Moreover, all of the men of The Queen’s Gambit are similarly astonished: as awed by Beth’s simultaneous beauty and brilliance as we in the audience are asked to be. If at first they are threatened by her inarguable superiority, they rapidly capitulate before her, all the while overwhelmed by her prettiness. She’s so hot and so good at chess she practically turns a gay man after she humiliates his rook. “You really are something,” he tells her, looking her up and down.

Nor do the men of The Queen’s Gambit ever resent Beth for her icy and withholding beauty, her alien smarts. Instead, they respect her. The first two men ever to underestimate her at her first tournament become her groupies, and the first local chess champion she ever defeats languishes in unrequited love for her. When she travels to Moscow to play against the Soviet chess players — the best in the world, we’re told — her posse of American boy toys stay up all night plotting winning strategies for her to use. One of her humiliated Russian opponents resigns by kissing her hand.

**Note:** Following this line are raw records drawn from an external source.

PR #2514, opened 2025-05-27
Adding heat, charge and conduction simulations to test/utils.py

marc-flex:


yaugenst-flex:
@frederikschubertflex fyi coverage diff here is breaking because the PR did not add/remove anything that affects coverage

frederikschubertflex:
This should be fixed after https://github.com/flexcompute/tidy3d/pull/2512 is merged!

marc-flex:
Thanks @frederikschubertflex with that last merge this is now ready to be merged

momchil-flex (approved):
Thanks @marc-flex ! I added these simulations to the `sample.py` script that we run every time we release, as well as to the IO test. Let me know if this looks good.

marc-flex:
Looks good to me. These simulations is yet another thing to keep in mind as we add more features, though.

momchil-flex:
Yes, we haven't been very strict about it, but at least now this will catch inadvertent schema changes for the existing components!

PR #2515, opened 2025-05-27
Fix bug in EME simulations with bends

caseyflex:
A bug was introduced by a combination of the validator here:
https://github.com/flexcompute/tidy3d/pull/2053
and the change made here:
https://github.com/flexcompute/tidy3d/pull/2410

The validator compares the bend radius to the mode plane size, without taking the simulation size into account. Thus when the mode plane in EME was made infinite (so it was still a plane for 2D EME simulations), no bend radius was allowed. This broke EME simulations with nonzero bend radius in v2.8.4; they would just give a solver error.


momchil-flex (approved):
Thanks for the fix!

Somehow I feel like I had thought about this but apparently not. Maybe it was in light of some other mode solver PRs/considerations that I had thought about the need to intersect mode plane and simulation...

yaugenst-flex (approved):
Thanks @caseyflex

PR #2516, opened 2025-05-27
Minor improvement to import check for local subpixel

caseyflex:
A bit more robust handling in case there are some residual files after uninstalling tidy3d-extras


yaugenst-flex (approved):
LGTM, thanks!

PR #2521, opened 2025-05-28
Disable local subpixel by default

caseyflex:
Disabling local subpixel by default seems to be safer than automatically setting it based on the presence of the python package.

And this replaces the previous PR, eliminates the need for `subpixel=False` (the alternative there would have been carefully disabling local subpixel wherever needed. But better to just have it off by default)

### DIFF
--- a/tidy3d/config.py
+++ b/tidy3d/config.py
@@ -38,7 +38,7 @@ class Tidy3dConfig(pd.BaseModel):
     )
 
     use_local_subpixel: Optional[bool] = pd.Field(
-        None,
+        False,
         title="Whether to use local subpixel averaging. If 'None', local subpixel "
         "averaging will be used if 'tidy3d-extras' is installed and not used otherwise. "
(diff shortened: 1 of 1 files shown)


tidy3d/config.py
```diff
@@ -38,7 +38,7 @@ class Config:
     )
 
     use_local_subpixel: Optional[bool] = pd.Field(
-        None,
+        False,
```
yaugenst-flex, line 41: This is fine, just wondering whether it still makes sense to keep it `Optional` then? Or will there still be a use-case for `None` in the future?

yaugenst-flex (approved):

momchil-flex (approved):

tidy3d/config.py
caseyflex: Maybe let's keep it Optional for now, just to get it in and fix the solver tests. We can change it before release

PR #183, opened 2021-08-02
Transpose yvec for global memory coalescence

marchdf:
This ensures that threads have coalesced memory accesses to global memory. It seems to improve `cf_RHS` by 4%. And NCU stops complaining about uncoalesced memory access.


jrood-nrel (approved):

hsitaram (approved):
all good! very clever idea. I wonder what we could do when we want to compile in arkode/cvode together. The dumb way is to have sunvec_index_cvode/sunvec_index_arkode etc..

marchdf:
@hsitaram we do templating! piece of cake ;)

PR #184, opened 2021-08-03
Simplifying the EOS and Transport structures

marchdf:
Curious about what people think of this idea...
- consolidates logic on EOS switches
- compiles in all the EOS (even though we can only pick which one to use at compile time)
- consolidates common EOS functions into one header and cpp file.
- removed all fortran EOS (does anyone still use those?)

The downside is that it requires a bit of rejigging of the make system (eg `Eos_dir` -> `Eos_Model` in the `GNUMakefile`)

If people like this, I might do it for transport too. 

@hariswaran @jrood-nrel @esclapez @drummerdoc, thoughts?


drummerdoc:
Indifferent.  If you can get it to pass all the tests, and if you like it better this way for some reason, I'm good with it

esclapez:
Same here. I don't think anyone is still using Fortran. I'll probably wait until you've updated the transport to make the changes to LM make system.

jrood-nrel (approved):
This is good. This allows us to compile all the EOSes in at the same time and even though switching the EOS at runtime doesn't make much sense, it will allow us to catch more problems, and is one step closer to allowing us to use libraries inside Pele.

marchdf:
Hey everyone, I think this is good to go once the tests pass. LMK what you think.

esclapez (approved):
I'm good with these changes. One step closer to having runtime selection !

Testing/Exec/TranEval_FORTRAN/GNUmakefile
```diff
@@ -19,15 +19,15 @@ PELE_PHYSICS_HOME    := ../../..
 USE_F90_PP = TRUE
 
 ifeq ($(FUEGO_GAS), TRUE)
-  Eos_dir         = Fuego
```
baperry2, line 22: If the Fortran EOS support is being removed, shouldn't the Eval_FORTRAN test cases also be removed?

baperry2 (changes requested):
Looks good. Much easier to follow code organization now. You should also be able to remove the Fortran test cases now.

Testing/Exec/TranEval_FORTRAN/GNUmakefile
marchdf: Good catch @baperry2 . It is done.

baperry2 (approved):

This happy state of affairs is, it should go without saying, not quite an accurate depiction of the state of gender politics of actual chess. “They were too nice to her,” female chess champion Judit Polgar told the New York Times of the way fictional men treat fictional Beth. In real life, Polgar recalled the men who “refused to shake hands” after she beat them, the one “who hit his head on the board after he lost.”

The Queen’s Gambit is not supposed to be a documentary, and there is nothing wrong with indulging in the fantasy of a world in which men respect women enough to be supportive and complimentary after women show more skill and talent than them, even if that’s not the world in which we actually live. But I don’t think that fantasy is quite what Queen’s Gambit is giving us.

Because the show’s insistence on Beth’s beauty, and specifically on Beth’s beauty as something that makes her matching intelligence even more remarkable, creates the idea that what is valuable about Beth is not just her brilliance. The fact that she is both brilliant and beautiful is where her value lies. The former without the latter would be sad and empty. But together they make her something.

There is a potent fantasy embedded within this story. But it is an empty fantasy that reifies preexisting power structures rather than critiquing them. The story it tells is not “this woman is so brilliant that she is able to smash through the barriers of engrained structural misogyny,” but, “this woman is so beautiful that the barriers of engrained structural misogyny simply topple before her.” Beth becomes the exception that allows the patriarchy to continue functioning, rather than the rule-breaker that shows us why the patriarchy should crumble.

This conservatism, this failure of imagination, persists all the way through The Queen’s Gambit. It is the fault line running through the show’s exquisite surface-level imagery. It is the rotten hollow at the heart of the show. It’s why, in the end, The Queen’s Gambit fails to ever quite become great.

The Queen’s Gambit is beautiful to look at. But it does nothing with its beauty except ask us, again and again, to eat it all up.